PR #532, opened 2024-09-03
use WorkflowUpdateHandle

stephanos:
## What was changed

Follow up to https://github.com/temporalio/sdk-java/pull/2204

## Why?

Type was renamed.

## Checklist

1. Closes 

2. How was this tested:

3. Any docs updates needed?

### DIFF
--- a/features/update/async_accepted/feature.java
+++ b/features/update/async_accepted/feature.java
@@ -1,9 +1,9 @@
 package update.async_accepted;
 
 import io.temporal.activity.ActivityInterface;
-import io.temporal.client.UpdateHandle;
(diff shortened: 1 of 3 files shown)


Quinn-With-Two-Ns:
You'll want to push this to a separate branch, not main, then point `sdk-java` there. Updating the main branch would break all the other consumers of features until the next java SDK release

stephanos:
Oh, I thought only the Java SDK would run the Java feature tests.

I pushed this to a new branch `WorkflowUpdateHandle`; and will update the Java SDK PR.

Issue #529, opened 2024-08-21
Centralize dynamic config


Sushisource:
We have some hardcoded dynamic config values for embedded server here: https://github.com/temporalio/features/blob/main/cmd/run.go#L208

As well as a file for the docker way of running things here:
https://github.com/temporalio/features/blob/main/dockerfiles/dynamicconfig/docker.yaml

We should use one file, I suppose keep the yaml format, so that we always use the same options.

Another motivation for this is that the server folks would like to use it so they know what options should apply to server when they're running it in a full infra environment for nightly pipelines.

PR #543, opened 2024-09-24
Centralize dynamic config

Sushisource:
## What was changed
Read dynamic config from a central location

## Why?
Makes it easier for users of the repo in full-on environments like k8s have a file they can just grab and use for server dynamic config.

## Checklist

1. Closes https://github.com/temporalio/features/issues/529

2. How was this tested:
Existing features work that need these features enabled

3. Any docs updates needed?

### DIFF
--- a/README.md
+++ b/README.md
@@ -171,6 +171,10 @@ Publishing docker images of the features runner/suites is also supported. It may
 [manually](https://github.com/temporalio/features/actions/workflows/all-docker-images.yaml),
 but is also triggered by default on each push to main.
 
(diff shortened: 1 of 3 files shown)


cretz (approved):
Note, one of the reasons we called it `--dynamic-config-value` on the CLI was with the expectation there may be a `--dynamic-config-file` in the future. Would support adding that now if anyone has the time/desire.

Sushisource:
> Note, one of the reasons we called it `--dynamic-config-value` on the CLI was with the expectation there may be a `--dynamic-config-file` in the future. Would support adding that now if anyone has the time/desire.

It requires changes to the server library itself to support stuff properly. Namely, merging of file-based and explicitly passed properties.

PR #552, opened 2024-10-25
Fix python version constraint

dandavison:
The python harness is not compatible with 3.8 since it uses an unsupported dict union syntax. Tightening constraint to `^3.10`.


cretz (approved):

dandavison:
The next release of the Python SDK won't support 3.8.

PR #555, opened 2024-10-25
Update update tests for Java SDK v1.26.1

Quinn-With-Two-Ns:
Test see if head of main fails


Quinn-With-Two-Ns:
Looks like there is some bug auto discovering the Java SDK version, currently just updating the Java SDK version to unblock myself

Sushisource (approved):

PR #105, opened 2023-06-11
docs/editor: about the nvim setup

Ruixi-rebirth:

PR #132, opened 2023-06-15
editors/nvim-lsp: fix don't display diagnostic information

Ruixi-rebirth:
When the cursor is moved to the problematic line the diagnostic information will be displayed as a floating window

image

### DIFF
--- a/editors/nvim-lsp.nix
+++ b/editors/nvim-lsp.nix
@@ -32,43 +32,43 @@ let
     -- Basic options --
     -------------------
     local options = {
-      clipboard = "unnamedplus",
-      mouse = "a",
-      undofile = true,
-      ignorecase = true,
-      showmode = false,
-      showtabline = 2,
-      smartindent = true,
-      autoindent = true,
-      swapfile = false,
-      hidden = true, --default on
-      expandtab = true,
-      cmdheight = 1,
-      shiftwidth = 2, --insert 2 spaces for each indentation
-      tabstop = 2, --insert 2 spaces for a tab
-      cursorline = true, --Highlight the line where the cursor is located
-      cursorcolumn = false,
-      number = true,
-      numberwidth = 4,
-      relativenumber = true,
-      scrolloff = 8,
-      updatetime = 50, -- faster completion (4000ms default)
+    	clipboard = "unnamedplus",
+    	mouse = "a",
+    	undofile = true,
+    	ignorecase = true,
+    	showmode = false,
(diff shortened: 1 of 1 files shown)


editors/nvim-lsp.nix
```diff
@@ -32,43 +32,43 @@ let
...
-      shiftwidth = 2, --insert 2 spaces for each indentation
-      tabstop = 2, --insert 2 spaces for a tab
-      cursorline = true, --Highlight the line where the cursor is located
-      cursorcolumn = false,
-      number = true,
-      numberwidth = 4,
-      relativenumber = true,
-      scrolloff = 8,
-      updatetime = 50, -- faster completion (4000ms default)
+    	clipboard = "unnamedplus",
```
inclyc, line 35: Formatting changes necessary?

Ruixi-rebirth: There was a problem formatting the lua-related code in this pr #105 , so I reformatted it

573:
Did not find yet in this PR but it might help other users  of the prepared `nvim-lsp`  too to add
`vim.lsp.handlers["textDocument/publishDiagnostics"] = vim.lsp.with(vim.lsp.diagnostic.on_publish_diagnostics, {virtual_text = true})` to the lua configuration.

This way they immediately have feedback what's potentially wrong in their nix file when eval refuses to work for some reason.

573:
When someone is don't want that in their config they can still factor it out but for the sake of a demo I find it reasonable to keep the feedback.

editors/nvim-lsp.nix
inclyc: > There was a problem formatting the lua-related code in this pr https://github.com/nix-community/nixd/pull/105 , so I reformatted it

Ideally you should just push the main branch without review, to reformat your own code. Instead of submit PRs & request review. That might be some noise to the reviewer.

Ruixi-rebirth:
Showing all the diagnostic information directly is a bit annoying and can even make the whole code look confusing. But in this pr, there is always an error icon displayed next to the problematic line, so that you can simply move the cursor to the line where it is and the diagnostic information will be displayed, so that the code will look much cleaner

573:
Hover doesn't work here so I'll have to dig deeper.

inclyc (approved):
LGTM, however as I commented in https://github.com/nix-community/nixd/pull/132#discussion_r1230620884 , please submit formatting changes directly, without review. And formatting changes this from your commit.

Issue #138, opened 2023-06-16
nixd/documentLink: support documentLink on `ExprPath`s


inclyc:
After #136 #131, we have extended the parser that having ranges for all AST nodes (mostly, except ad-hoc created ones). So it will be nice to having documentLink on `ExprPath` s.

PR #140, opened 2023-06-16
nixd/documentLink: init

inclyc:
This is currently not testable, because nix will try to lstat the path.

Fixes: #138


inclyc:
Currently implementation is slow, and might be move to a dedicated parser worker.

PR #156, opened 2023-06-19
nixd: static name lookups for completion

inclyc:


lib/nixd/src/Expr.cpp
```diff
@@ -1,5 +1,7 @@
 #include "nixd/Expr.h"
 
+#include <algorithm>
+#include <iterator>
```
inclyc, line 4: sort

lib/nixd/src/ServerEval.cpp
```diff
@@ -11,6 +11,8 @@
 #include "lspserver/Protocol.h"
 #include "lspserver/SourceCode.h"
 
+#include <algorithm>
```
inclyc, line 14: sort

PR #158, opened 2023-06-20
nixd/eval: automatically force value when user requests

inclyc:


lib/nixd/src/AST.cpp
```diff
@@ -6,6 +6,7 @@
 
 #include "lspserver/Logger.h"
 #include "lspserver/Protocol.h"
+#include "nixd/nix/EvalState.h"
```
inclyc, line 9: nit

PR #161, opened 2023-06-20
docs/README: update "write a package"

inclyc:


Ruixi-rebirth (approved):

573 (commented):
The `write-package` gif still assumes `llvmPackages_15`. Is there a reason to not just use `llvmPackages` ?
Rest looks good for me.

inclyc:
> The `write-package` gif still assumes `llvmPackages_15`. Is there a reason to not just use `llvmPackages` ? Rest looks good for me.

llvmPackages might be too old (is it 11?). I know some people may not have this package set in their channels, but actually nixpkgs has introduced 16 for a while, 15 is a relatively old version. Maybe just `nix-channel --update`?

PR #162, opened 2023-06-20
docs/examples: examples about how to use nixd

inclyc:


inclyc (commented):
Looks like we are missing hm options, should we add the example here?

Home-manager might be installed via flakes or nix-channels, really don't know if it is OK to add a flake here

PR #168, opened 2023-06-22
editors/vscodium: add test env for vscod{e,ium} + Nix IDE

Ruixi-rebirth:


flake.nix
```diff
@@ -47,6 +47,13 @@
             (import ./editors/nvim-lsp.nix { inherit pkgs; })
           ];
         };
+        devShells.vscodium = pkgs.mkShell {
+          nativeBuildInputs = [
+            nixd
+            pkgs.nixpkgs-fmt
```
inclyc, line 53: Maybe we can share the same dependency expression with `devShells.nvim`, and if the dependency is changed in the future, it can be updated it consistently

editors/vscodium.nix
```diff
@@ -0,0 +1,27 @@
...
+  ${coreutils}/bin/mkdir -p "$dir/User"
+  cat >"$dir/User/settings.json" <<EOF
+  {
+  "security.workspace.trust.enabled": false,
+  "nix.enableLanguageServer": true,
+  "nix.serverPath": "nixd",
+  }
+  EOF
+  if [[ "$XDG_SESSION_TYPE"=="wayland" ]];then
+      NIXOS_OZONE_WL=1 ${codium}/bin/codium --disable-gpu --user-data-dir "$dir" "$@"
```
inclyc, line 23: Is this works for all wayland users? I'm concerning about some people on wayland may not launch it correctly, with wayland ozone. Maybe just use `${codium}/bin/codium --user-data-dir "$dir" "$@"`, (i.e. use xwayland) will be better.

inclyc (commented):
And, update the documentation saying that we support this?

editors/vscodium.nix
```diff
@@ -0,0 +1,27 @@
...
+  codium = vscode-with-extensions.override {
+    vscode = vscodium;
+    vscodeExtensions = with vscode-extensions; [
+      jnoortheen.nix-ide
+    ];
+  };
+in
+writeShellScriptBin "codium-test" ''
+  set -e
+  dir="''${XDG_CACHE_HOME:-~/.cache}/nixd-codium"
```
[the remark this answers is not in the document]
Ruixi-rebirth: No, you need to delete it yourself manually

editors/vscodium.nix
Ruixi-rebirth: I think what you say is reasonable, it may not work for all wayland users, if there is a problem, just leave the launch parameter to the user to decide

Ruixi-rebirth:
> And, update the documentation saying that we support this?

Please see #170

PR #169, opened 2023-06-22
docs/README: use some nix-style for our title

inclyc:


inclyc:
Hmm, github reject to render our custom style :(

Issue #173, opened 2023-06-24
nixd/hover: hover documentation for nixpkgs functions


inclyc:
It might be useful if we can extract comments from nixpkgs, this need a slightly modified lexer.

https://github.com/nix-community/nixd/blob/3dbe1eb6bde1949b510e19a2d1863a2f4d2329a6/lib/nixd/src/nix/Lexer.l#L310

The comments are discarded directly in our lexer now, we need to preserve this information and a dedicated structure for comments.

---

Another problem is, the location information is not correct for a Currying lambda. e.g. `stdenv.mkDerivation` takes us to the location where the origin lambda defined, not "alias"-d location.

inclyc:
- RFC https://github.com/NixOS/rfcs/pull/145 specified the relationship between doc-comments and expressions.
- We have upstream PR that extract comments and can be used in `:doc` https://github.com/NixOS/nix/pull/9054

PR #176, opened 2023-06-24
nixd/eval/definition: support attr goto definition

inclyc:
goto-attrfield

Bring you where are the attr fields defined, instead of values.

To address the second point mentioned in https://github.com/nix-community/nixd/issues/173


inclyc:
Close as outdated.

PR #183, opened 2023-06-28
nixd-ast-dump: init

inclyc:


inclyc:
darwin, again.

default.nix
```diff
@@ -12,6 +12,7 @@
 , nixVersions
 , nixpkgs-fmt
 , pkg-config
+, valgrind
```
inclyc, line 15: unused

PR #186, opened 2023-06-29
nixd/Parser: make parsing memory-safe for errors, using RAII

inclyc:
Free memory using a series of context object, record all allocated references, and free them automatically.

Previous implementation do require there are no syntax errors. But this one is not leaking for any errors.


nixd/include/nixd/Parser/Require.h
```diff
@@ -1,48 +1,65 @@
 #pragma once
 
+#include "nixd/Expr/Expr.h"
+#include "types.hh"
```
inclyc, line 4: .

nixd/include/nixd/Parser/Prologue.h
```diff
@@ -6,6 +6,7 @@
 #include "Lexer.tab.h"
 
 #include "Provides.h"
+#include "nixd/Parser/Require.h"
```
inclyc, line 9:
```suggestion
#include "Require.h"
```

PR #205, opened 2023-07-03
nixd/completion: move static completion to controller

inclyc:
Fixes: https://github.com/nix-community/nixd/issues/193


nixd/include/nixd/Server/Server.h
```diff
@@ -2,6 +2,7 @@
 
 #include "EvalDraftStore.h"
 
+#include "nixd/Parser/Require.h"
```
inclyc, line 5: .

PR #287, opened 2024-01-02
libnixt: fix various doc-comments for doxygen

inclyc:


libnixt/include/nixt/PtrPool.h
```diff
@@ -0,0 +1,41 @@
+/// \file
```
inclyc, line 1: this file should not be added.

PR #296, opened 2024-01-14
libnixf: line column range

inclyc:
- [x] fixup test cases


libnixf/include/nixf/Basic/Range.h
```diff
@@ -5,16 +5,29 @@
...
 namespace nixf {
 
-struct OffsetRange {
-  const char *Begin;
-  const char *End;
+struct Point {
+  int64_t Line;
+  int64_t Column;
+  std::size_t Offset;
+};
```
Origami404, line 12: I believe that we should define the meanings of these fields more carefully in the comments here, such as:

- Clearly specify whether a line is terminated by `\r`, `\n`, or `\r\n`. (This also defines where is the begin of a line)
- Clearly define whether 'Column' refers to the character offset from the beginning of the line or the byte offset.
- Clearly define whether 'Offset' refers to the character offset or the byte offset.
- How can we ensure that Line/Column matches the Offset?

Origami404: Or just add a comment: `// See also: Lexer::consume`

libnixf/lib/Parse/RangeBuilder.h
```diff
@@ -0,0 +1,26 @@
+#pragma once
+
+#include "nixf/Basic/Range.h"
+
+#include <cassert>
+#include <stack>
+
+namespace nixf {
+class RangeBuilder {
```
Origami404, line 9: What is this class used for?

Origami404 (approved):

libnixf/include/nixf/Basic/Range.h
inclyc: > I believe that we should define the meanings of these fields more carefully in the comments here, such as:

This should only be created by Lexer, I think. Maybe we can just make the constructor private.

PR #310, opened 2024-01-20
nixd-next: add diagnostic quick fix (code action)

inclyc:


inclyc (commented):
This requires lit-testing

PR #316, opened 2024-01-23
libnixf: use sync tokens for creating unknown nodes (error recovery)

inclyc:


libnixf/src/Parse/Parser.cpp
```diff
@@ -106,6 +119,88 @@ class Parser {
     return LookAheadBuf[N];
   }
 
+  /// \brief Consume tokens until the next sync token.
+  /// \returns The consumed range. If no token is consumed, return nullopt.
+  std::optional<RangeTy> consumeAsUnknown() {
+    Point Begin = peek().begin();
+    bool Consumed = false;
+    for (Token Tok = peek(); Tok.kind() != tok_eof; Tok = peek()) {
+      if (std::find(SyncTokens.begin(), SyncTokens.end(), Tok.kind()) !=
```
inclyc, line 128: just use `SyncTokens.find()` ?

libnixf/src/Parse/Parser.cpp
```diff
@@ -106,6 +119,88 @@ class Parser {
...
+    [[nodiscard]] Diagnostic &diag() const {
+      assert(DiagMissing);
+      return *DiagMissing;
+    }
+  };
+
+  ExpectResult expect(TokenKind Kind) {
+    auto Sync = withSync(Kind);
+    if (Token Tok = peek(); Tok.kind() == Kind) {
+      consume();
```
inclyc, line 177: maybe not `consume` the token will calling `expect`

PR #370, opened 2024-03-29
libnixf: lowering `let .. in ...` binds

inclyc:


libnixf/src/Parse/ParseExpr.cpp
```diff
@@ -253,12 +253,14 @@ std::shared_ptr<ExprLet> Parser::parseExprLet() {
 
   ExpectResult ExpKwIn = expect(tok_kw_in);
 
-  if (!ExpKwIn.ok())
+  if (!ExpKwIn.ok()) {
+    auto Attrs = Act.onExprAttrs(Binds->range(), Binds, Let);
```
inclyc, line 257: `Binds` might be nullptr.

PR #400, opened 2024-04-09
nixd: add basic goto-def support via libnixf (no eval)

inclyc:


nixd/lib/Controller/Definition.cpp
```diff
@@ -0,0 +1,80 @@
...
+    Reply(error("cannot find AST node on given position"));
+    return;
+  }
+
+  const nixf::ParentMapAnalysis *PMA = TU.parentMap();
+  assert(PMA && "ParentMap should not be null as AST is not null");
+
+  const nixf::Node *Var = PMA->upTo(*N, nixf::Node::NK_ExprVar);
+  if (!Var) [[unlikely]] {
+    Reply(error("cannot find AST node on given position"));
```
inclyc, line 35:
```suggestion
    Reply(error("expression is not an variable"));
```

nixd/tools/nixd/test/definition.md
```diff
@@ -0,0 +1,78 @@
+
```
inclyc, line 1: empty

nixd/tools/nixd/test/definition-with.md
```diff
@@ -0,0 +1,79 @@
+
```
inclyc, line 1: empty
^^^^^^^^
> [Required action]: Count the lines in the records above that contain the word "saying", and report only that number.

> [Response below]: 2